Indonesian collective Lifepatch integrates DIY bioexperimentation with local ecological and
community practices. Their approach merges bioartistic inquiry with agricultural traditions
and environmental challenges, exemplifying how BioArt, in diverse cultural contexts,
reinterprets life politics and resource control beyond Western paradigms.

Illustration of BioArt
Lifepatch, Hackteria Lab workshop, 2014

Humility, Responsibility, and Value Reassessment: Guarding Against Techno-Utopianism

While embracing the synergy of art and technology, one must resist naive techno-utopian
visions. Emphasizing humility, introspection, and responsibility is essential. When life is
artistic material, innovation carries risks and reorders power. Incorporating philosophical,
ethical, and social science voices in exhibitions and critical essays prevents art from
becoming a tool for capital-driven spectacle or unchecked tech worship. Balanced vigilance
ensures that beneath aesthetic allure lies awareness and critical thought.
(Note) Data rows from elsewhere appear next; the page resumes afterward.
PR #311, opened 2025-08-20
Make tilt-series dataclass

sroet:
This PR:
- [x] makes a tilt-series metadata class
- [x] add documentation to the dataclass
- [x] alter all the code to use this class instead
  - [x] TMJob and downstream
  - [x] extract job and downstream
- [x] makes tilt_angle/tiltseriesdataclass not optional anywhere in the code
- [x] remove old seperated sanitation code to the dataclass
- [x] adds tests for all the new stuff
- [x] updates version number

### DIFF
--- a/tests/test_weights.py
+++ b/tests/test_weights.py
@@ -307,22 +307,6 @@ class TestWeights(unittest.TestCase):
             self.reduced_even_shape_3d,
             msg="Tilt weighted wedge should also work without defocus and dose info.",
         )
-        # TODO: this should be moved to a dataclass test
-        metadata = self.ts_metadata.replace(
-            dose_accumulation=None, ctf_data=CTF_PARAMS[:1]
-        )
-        weights = create_wedge(
-            self.volume_shape_even,
-            metadata,
-            self.voxel_size * 3,
-            per_tilt_weighting=True,
-            low_pass=self.low_pass,
-        )
-        self.assertEqual(
-            weights.shape,
-            self.reduced_even_shape_3d,
-            msg="Tilt weighted wedge should work with single defocus.",
-        )
 
     def test_ctf(self):
         ctf_data = CtfData(
--- a/tests/test_dataclass.py
+++ b/tests/test_dataclass.py
@@ -38,3 +38,12 @@ class TestTiltSeriesDataclass(unittest.TestCase):
             ValueError, r"same number of doses as tilt angles \(3\)"
         ):
             _ = temp.replace(tilt_angles=[1, 2, 3])
+
+    def test_ctf_expansion(self):
+        a = CtfData(
+            defocus=1, amplitude_contrast=0.1, voltage=300, spherical_aberration=1e-6
+        )
+        ts_metadata = TiltSeriesMetaData(tilt_angles=[1, 2, 3], ctf_data=[a])
+        self.assertEqual(len(ts_metadata.tilt_angles), len(ts_metadata.ctf_data))
+        for ctf in ts_metadata.ctf_data:
+            self.assertIs(ctf, a)


src/pytom_tm/dataclass.py
```diff
@@ -28,3 +28,116 @@ class CtfData(JsonSerializable):
...
     phase_shift_deg: float = 0.0
     flip_phase: bool = False
+
+    def replace(self, **kwargs):
+        return replace(self, **kwargs)
+
+
+@dataclass(kw_only=True)
+class TiltSeriesMetaData(JsonSerializable):
+    """A dataclass for to keep all the meta-data for the tilt-series together
```
McHaillet:
```suggestion
    """A dataclass to keep all tilt-series metadata together
```

src/pytom_tm/entry_points.py
```diff
@@ -1029,41 +1027,37 @@ def match_template(argv=None):
...
     if args.relion5_tomograms_star is not None:
-        (
-            voxel_size,
-            tilt_angles,
-            dose_accumulation,
-            ctf_params,
-            defocus_handedness,
-            rel_metadata,
-        ) = parse_relion5_star_data(
+        voxel_size, ts_metadata = parse_relion5_star_data(
```
McHaillet, line 1030: What is the reason for not combining the voxel size in the tilt-series metadata? I guess this is something we would rather assign to TomogramData once its added?

src/pytom_tm/weights.py
```diff
@@ -276,33 +274,24 @@ def create_wedge(
...
         low pass filter resolution in A
     high_pass: Optional[float], default None
         high pass filter resolution in A
-    tilt_weighting: bool, default False
-        apply tilt weighting
-    accumulated_dose_per_tilt: Optional[list[float, ...]], default None
-        accumulated dose for each tilt for dose weighting
-    ctf_params_per_tilt: Optional[list[CtfData, ...]], default None
-        ctf parameters for each tilt (see CtfData data class for specification)
+    per_tilt_weighting: bool | None, default None
```
McHaillet, line 287: Why the override? Is it needed for a specific case?

src/pytom_tm/weights.py
```diff
@@ -318,22 +307,21 @@ def create_wedge(
     elif cut_off_radius <= 0:
         raise ValueError("Invalid wedge cutoff: needs to be larger than 0")
 
-    if angles_in_degrees:
-        tilt_angles_rad = [np.deg2rad(w) for w in tilt_angles]
+    if ts_metadata.angles_in_degrees:
+        tilt_angles_rad = [np.deg2rad(w) for w in ts_metadata.tilt_angles]
```
McHaillet:
```suggestion
        tilt_angles_rad = np.deg2rad(ts_metadata.tilt_angles)
```
I know this is my code, but any reason we could not just do this?

tests/test_weights.py
```diff
@@ -128,54 +133,77 @@ def test_create_symmetric_wedge(self):
...
             self.volume_shape_even,
-            TILT_ANGLES,
-            1.0,
-            tilt_weighting=True,
-            ctf_params_per_tilt=CTF_PARAMS,
+            ts_metadata=self.ts_metadata,
+            voxel_size=1.0,
+            per_tilt_weighting=True,
+        )
+        sym_metadata = self.ts_metadata.replace(
```
McHaillet, line 166: This section is confusing me. This creates a binary wedge, right?
Why does it still have a list of two CTFs? And dose? For the binary wedge I thought it should be only one of each.

I get the implementation is not the best from my side, because theoretically you could have a tilt-series with two tilts and there is not way to distinguish it from the binary wedge input. Perhaps we could consider deprecating the binary wedge at some point.

McHaillet (commented):
Awesome work, this reads much cleaner and the subclassing of the metadata for Warp and Relion is really neat. This is my first pass with a few small comments and unclarities

src/pytom_tm/weights.py
sroet: The override is needed as the original code in tmjob.py always generates a binary wedge for the tomogram, and only uses per-tilt weighting on the template (thus requiring this override). Thinking about this I am not entirely sure that's correct...

src/pytom_tm/weights.py
sroet: nope, added.

tests/test_weights.py
sroet: Ah, that is because we directly call `create_wedge` which has some logic to determine if it should generate a symmetric wedge or not (by checking if the min/max angle are identical)
https://github.com/SBC-Utrecht/pytom-match-pick/blob/50ee18d48673a08f40861beea7da9d0ae641f6fa/src/pytom_tm/weights.py#L327-L338

and we tell users to input either 2 values or a file:
https://github.com/SBC-Utrecht/pytom-match-pick/blob/1ce3a27e4c96cd8b47c2d3b0db07653ef06faac5/src/pytom_tm/entry_points.py#L765-L768

(which we check for in `ParseTiltAngles` in `io.py`).

So a tilt-series metadata should never contain a single tilt (which we even check for in the following check:
https://github.com/SBC-Utrecht/pytom-match-pick/blob/50ee18d48673a08f40861beea7da9d0ae641f6fa/src/pytom_tm/dataclass.py#L73-L75

src/pytom_tm/entry_points.py
sroet: Yeah, a TomogramData class was what I was aiming for indeed, it felt "off" to add it to the tilt-series data as the tomogram can have different bining (as we see in Relion), at that point I would also probably move the Binning out of the RelionTiltSeries sub_class

sroet:
One other question I was thinking about, do we want to make the TiltSeriesDataClass frozen? as I don't think we can guarantee sanity if people don't use the replace. I will push a commit

src/pytom_tm/entry_points.py
McHaillet: Makes sense, agreed :+1:

src/pytom_tm/weights.py
McHaillet: In that case the additional switch is not needed anymore I guess.

tests/test_weights.py
McHaillet: I understood that, but I am confused why the dose and CTF are lists? Are the elements of those lists expected to be identical? And if they are not, which one is used?

src/pytom_tm/weights.py
sroet: The behavior is still identical (always generate binary wedge for the tomogram), I am just not certain that is correct. If we decide that is not correct, then we remove the additional switch

tests/test_weights.py
sroet: Ctf could be a single value (then it's copied for every tilt) Dose is not needed, so I could set that to `None` in the replace if we wanted, for the CTF it uses the following code for no-per-tilt weighted wedges:
https://github.com/SBC-Utrecht/pytom-match-pick/blob/1ce3a27e4c96cd8b47c2d3b0db07653ef06faac5/src/pytom_tm/weights.py#L351-L359

src/pytom_tm/weights.py
McHaillet: Discussed this a bit in person yesterday. I think we agreed (but please tell me if not the case) any weighting applied to the tomogram should preferably be binary, as otherwise it interferes in Fourier space with the interpolation and weighting of the tomographic reconstruction. It is an option to apply a fanned binary wedge to the tomogram to explicitly set everything to zero where we dont expect information relative to the template weighting, and that could be nice to add in the future. Might be as easy as:

```
fanned_binary_wedge = create_wedge(tilt_angles)
fanned_binary_wedge[fanned_binary_wedge != 0] = 1
```

tests/test_weights.py
McHaillet: Okay, that makes sense. Sounds good to me.

McHaillet:
> One other question I was thinking about, do we want to make the TiltSeriesDataClass frozen? as I don't think we can guarantee sanity if people don't use the replace. I will push a commit

Sounds good. We don't want the instance to be changed I think and this forces people to use replace if they would want to do that.

tests/test_weights.py
```diff
@@ -267,28 +294,29 @@ def test_create_wedge(self):
...
             low_pass=self.low_pass,
-            accumulated_dose_per_tilt=None,
-            ctf_params_per_tilt=None,
         )
         self.assertEqual(
             weights.shape,
             self.reduced_even_shape_3d,
             msg="Tilt weighted wedge should also work without defocus and dose info.",
         )
+        # TODO: this should be moved to a dataclass test
```
McHaillet: seems like this TODO was done?

sroet: Kinda, it is not testing any functionality at the moment as the dataclass will auto-populate the complete ctf list. I will try to remove this test and see if any lines are then untested

sroet: thanks for catching it, I moved it and it made no difference in test coverage

src/pytom_tm/weights.py
sroet: Made an issue #318 to keep track of this as I think that needs more in-depth testing

sroet:
Thanks again for the thorough review!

Conclusion and Outlook: Revisiting Core Threads and Future Inspirations

BioArt’s significance lies in posing deeper, more complex questions rather than offer
simplistic resolutions.

By comparing early and recent cases, highlighting multifaceted controversies, and proposing
concrete measures, the dynamic evolution of BioArt’s knowledge-value network comes into
focus. Immersive technologies, public labs, and multi-viewpoint exhibition sections empower
audiences to form independent judgments amid conflicting narratives.

BioArt goes beyond merely applauding or condemning technology, serving instead as a public
forum where life, technology, and aesthetics intersect. With clarified thematic threads, more
coherent case analyses, and tangible action recommendations, BioArt exhibitions transcend
spectacle, evolving into laboratories of societal inquiry, challenging our understanding of
existence, responsibility, and future destinies in an era of perpetual flux.